Here's a good explanation from Anand's review of the AMD 760MP chipset...
"The third improvement offered by the Athlon MP is a set of three enhancements to the processor's Translation Look-aside Buffers (TLBs). As taken from AMD?s tech docs on the Palomino core, the three TLB enhancements are:
1. The L1 Data TLB increases from 32 to 40 entries
2. Both the L2 Instruction TLB and L2 Data TLB use an exclusive architecture
3. TLB entries can be speculatively reloaded
As you will remember from our initial story on the Athlon 4 processor, the task of the TLB is to cache translated memory addresses. This translation process is necessary for the CPU to gain access to the data stored in main memory, and by caching the translated addresses, it becomes much quicker to find data in main memory.
The first improvement comes by increasing the number of entries in the L1 Data TLB. This increase allows for a greater hit rate (probability of finding what the CPU needs in the TLB) in the L1 Data TLB. You will also remember that the Pentium III has a L1 Data TLB with significantly more entries than even the new 40 entry TLB on the Athlon MP.
The next Athlon MP TLB enhancement comes by moving the L2 TLBs to an exclusive architecture. This means that data contained within the L1 TLBs is not duplicated in the L2 TLBs, which obviously saves space in the L2 TLBs meaning that they can be used to store even more translated addresses. The downside to this exclusive architecture is that there is a latency sacrifice that is made since the addresses aren't duplicated in the L2 TLBs.

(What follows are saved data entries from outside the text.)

PR #4019, opened 2020-10-10
Add Elixir 1.11 to CI

adrianomitre:
This pull request adds Elixir 1.11 to CI and updates Erlang/OTP minor and/or patch versions to their latest.

Its main distinction from https://github.com/phoenixframework/phoenix/pull/4015 is that it mantains conformity to [José Valim advice](https://github.com/dashbitco/broadway/pull/188#issuecomment-649314540):
> I would still advise folks to go with:
> * For each Elixir version, add a run with earliest supported [major] Erlang/OTP
> * For the last Elixir version, also test the latest supported [major] Erlang/OTP

Please refer to the original discussion on https://github.com/dashbitco/broadway/pull/188 for the full rationale.

### DIFF
--- a/.github/workflows/ci.yml
+++ b/.github/workflows/ci.yml
@@ -45,11 +45,11 @@ jobs:
       fail-fast: false
       matrix:
         include:
-          # Can't run integration tests before OTP 20.2 due to incompatiblity with cowlib.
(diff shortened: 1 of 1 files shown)


josevalim:

PR #4021, opened 2020-10-11
Silence context generation warnings on `--no-context`

### LINKED ISSUE #3994: `mix phx.gen.live --no-context` warns about existing context
### Environment

* Elixir version (elixir -v): Elixir 1.10.3 (compiled with Erlang/OTP 22)
* Phoenix version (mix deps): phoenix 1.5.4

### Expected behavior

When I run `mix phx.gen.live --no-context`, I do not expect a warning about adding to an existing context.

### Actual behavior

The `--no-context` command warns about adding to an existing context.  If you proceed `y`, then it doesn't create the context as expected.  However, the warning is confusing because it implies the generator is going to inject code into your existing context.

See terminal output below.

```terminal
$ mix phx.gen.live --no-context --no-schema --web commish FantasyLeagues FantasyLeague fantasy_leagues fantasy_league_name:string 

You are generating into an existing context.

The Ex338.FantasyLeagues context currently has 9 functions and 5 files in its directory.

  * It's OK to have multiple resources in the same context as long as they are closely related. But if a context grows too large, consider breaking it apart

  * If they are not closely related, another context probably works better

The fact two entities are related in the database does not mean they belong to the same context.

If you are not sure, prefer creating a new context over adding to the existing one.

Would you like to proceed? [Yn] y

* creating lib/ex338_web/live/commish/fantasy_league_live/show.ex
* creating lib/ex338_web/live/commish/fantasy_league_live/index.ex
* creating lib/ex338_web/live/commish/fantasy_league_live/form_component.ex
* creating lib/ex338_web/live/commish/fantasy_league_live/form_component.html.leex
* creating lib/ex338_web/live/commish/fantasy_league_live/index.html.leex
* creating lib/ex338_web/live/commish/fantasy_league_live/show.html.leex
* creating test/ex338_web/live/commish/fantasy_league_live_test.exs
```

landongrindheim:
When a context exists and a user issues `mix phx.gen.live --no-context`, there is a warning about generating into an existing context, even though the user is not using the context. This change prevents that warning from displaying in the shell.

**Note:** The files being output of the generators are not changing, only the warning/prompt.

The tests in this branch, without the corresponding production code applied, output the following:

```
 ** (RuntimeError) no shell process input given for yes?/1
 stacktrace:
   (mix 1.10.4) lib/mix/shell/process.ex:148: Mix.Shell.Process.yes?/1
   (phoenix 1.6.0-dev) lib/mix/tasks/phx.gen.context.ex:279: Mix.Tasks.Phx.Gen.Context.prompt_for_code_injection/1
   (phoenix 1.6.0-dev) lib/mix/tasks/phx.gen.live.ex:98: Mix.Tasks.Phx.Gen.Live.run/1
   test/mix/tasks/phx.gen.live_test.exs:288: anonymous fn/0 in Mix.Tasks.Phx.Gen.LiveTest."test with --no-context does not emit warning when context exists"/1
   (elixir 1.10.4) lib/file.ex:1544: File.cd!/2
   installer/test/mix_helper.exs:36: MixHelper.in_tmp_project/2
   test/mix/tasks/phx.gen.live_test.exs:282: (test)

```

While the reporting issue (#3994) was specifically targeting `mix phx.gen.live`, I found that the issue also applied to `mix phx.gen.json` and `mix.gen.html` as well.

Closes #3994

### DIFF
--- a/lib/mix/tasks/phx.gen.context.ex
+++ b/lib/mix/tasks/phx.gen.context.ex
@@ -254,6 +254,7 @@ defmodule Mix.Tasks.Phx.Gen.Context do
     """
   end
 
+  def prompt_for_code_injection(%Context{generate?: false}), do: :ok
   def prompt_for_code_injection(%Context{} = context) do
     if Context.pre_existing?(context) do
       function_count = Context.function_count(context)
--- a/test/mix/tasks/phx.gen.html_test.exs
+++ b/test/mix/tasks/phx.gen.html_test.exs
@@ -259,6 +259,31 @@ defmodule Mix.Tasks.Phx.Gen.HtmlTest do
     end
   end
 
+  test "with --no-context no warning is emitted when context exists", config do
+    in_tmp_project config.test, fn ->
+      Gen.Html.run(~w(Blog Post posts title:string))
+
+      assert_file "lib/phoenix/blog.ex"
+      assert_file "lib/phoenix/blog/post.ex"
+
+      Gen.Html.run(~w(Blog Comment comments title:string --no-context))
+      refute_received {:mix_shell, :info, ["You are generating into an existing context" <> _]}
+
+      assert_file "test/phoenix_web/controllers/comment_controller_test.exs", fn file ->
+        assert file =~ "defmodule PhoenixWeb.CommentControllerTest"
+      end
+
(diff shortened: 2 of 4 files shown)


josevalim:

PR #4023, opened 2020-10-12
perf(phoenix.js): Browser recommendations suggest using pagehide inst…

tomciopp:
…ead of unload

This should be double checked to make sure everything is kosher.

https://developers.google.com/web/updates/2018/07/page-lifecycle-api#legacy-lifecycle-apis-to-avoid
https://developers.google.com/web/updates/2018/07/page-lifecycle-api#event-unload

### DIFF
--- a/assets/js/phoenix.js
+++ b/assets/js/phoenix.js
@@ -767,7 +767,8 @@ export class Socket {
       this.decode = this.defaultDecoder
     }
     if(phxWindow && phxWindow.addEventListener){
-      phxWindow.addEventListener("unload", e => {
+      const terminationEvent = "onpagehide" in self ? "pagehide" : "unload";
+      phxWindow.addEventListener(terminationEvent, e => {
         if(this.conn){
           this.unloaded = true
           this.abnormalClose("unloaded")


chrismccord:
Does pagehide fire on unload scenarios, for example when the page is refreshed, a link is clicked, a form is submitted, etc?

tomciopp:
@chrismccord I wasn't sure so I added the following code. 


```
```

tomciopp:
The event should also be highly compatible, so I don't think we will have issues here.

https://developer.mozilla.org/en-US/docs/Web/API/Window/pagehide_event

tomciopp:
@chrismccord Anything else need to be checked here?

tomciopp:
@chrismccord Checking in again

tomciopp:
@chrismccord Bumping...

chrismccord:
No need to bump. If it's here and open, it's on my list :)

tomciopp:
👍

dealloc:
Just want to add that if you run the Chrome lighthouse test we lose some points on "Best Practices"
Screenshot from 2021-04-04 20-33-50

aspala:
Phoenix LiveView also registers an unload event: https://github.com/phoenixframework/phoenix_live_view/blob/master/assets/js/phoenix_live_view.js#L737

See also: https://github.com/phoenixframework/phoenix_live_view/issues/1373

chrismccord:
We may use a different binding based on how other features shake out, but it won't be because of an arbitrary benchmark , especially when such bindings are necessary on some browsers for LV, and have no ill effects on others :) Thanks!

tomciopp:
@chrismccord It's not just a benchmark thing, I think every browser vendor explicitly states to avoid using this event. It's highly likely that if we depend on this event some features will be subtly broken. Any performance benefits are a side benefit. 

https://developer.mozilla.org/en-US/docs/Web/API/Window/unload_event#usage_notes
https://developers.google.com/web/updates/2018/07/page-lifecycle-api#legacy-lifecycle-apis-to-avoid

tomciopp:
Aslo `pagehide` is literally the event that fires before `unload` in the page lifecycle there should be no reason for this to cause any ill effects.

dealloc:
if compatibility is a problem ([caniuse](https://caniuse.com/?search=pagehide)) we could always fall back to `unload`, but use `pagehide` by default

cduruk:
Just as a note — we had previously issues with `unload` not firing on mobile browsers and had to switch to `visibilitychange`. In our use-case, it was a drop-in replacement for every case of `unload`.

mcrumm:
> pagehide is literally the event that fires before unload

I'm afraid it's just not that straightforward. Not all browsers fire the same lifecycle events. Not all browsers fire lifecycle events in the same order. In some browsers the order of events changes depending on the context, for instance when using the back/forward buttons vs. opening a link in a new tab vs. refreshing the page (both button and address bar).

Here are, just as an example, two related Webkit bugs:

* https://bugs.webkit.org/show_bug.cgi?id=151234
* https://bugs.webkit.org/show_bug.cgi?id=151610

cduruk:
@mcrumm — have you folks explored switching to `visibilitychange`? I think `pagehide` and the Lighthouse scores are red-herring here if we are considering moving away from `unload`. My 0.02$ is  `unload` is  actively discouraged in strong terms by both Chromium and Firefox folks, it doesn't work well on iOS Safari at all (in my personal experience) and it's good to explore what we can do here.

tomciopp:
@mcrumm Based on my prior reading and knowledge `pagehide` is strictly superior to `unload`. Every browser fires these events in that order and have been doing so for ~8 years at minimum. (In the above referenced bug, I believe it was also the case that `unload` would not fire so we would be in the same place) 

However after doing more reading[0] I agree w/ @cduruk that `visibilitychange` is likely the correct event to listen to in the long run. Since all the related bugs to these have been patched we should be good going forward. Is there an official policy on what browsers we support? 

[0] https://www.igvita.com/2015/11/20/dont-lose-user-and-app-state-use-page-visibility/

cduruk:
I'll send another PR w/ `visibilitychange` tonight.

aspala:
Hello!

I just wanted to thank you all for your involvement with this issue. I really appreciate the elixir/phoenix community! 

Thank you!

chrismccord:
There is a lot more nuance to this issue and we have many many hours working out a solution with unload for all browsers. We are using unload to avoid the bfcache on certain browsers/versions. In previous versions of chrome for example (may not be the case now), websocket connections would refuse to reconnect when the page was restored from bfcache, and in other browsers we'd be slow to reconnect so we used unload to enter an aggressive reconnect state. I believe the `pagehide` event is really what we'd want, but it's not supported everywhere. The `visibilitychange` isn't correct because we want to remain connected when the tab is not in focus. I'd accept a PR that replaces unload with something cross browser, but it's a lot more complicated and requires testing than just a find replace. Thanks!

cduruk:
> There is a lot more nuance to this issue and we have many many hours working out a solution with unload for all browsers. We are using unload to avoid the bfcache on certain browsers/versions. In previous versions of chrome for example (may not be the case now), websocket connections would refuse to reconnect when the page was restored from bfcache, and in other browsers we'd be slow to reconnect so we used unload to enter an aggressive reconnect state. I believe the `pagehide` event is really what we'd want, but it's not supported everywhere. The `visibilitychange` isn't correct because we want to remain connected when the tab is not in focus. I'd accept a PR that replaces unload with something cross browser, but it's a lot more complicated and requires testing than just a find replace. Thanks!

Appreciate the context on the issue. I'd open the PR as a starting point and would be testing it extensively. We are all professionals here, no one is suggesting a mindless copy-paste, we all love this project.

Does this project / LV have docs on what browsers / market penetration it's targeting against? That'd help make these decisions with a bit more data. I am mainly curious about the state of LV / sockets on iOS because in my experience `unload` simply doesn't fire in most cases there.

chrismccord:
FYI master now uses pagehide to enter a reconnect state https://github.com/phoenixframework/phoenix/commit/27d00def0fd11ee1f8dd0377470635d3cedd8dc8

fschoenfeldt:
thanks @chrismccord !

caioaao:
(sorry in advance for necroposting, but I felt this is a continuation to this thread)

It's been 3 years since this discussion, so maybe it's good to revisit the decision of not using `visibilitychanged`? Chrome 88 [introduced aggressive throttling](https://developer.chrome.com/blog/timer-throttling-in-chrome-88/) for chained timers (which is used by phoenix socket), and we've seen issues with sockets not reconnecting after focusing on a tab that was in the background. In these cases we also didn't see the `pagehide/show` events firing. 

Some more evidence:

The final improvement is that the TLB entries can be speculatively reloaded. This means that in the event that an address is not found in the TLB, the address can be loaded into the TLB before the instruction that requested the address is finished executing. On older Athlon cores, this was not possible, resulting in a bit of a performance hit in this situation. According to AMD, this situation is usually observed in "high-end software applications."
In fact, AMD states that the TLB enhancements of the Athlon MP are most useful in these "high-end software applications." Hopefully, we will see whether or not they are correct with our benchmarks, which are composed of a number of very high-end tests."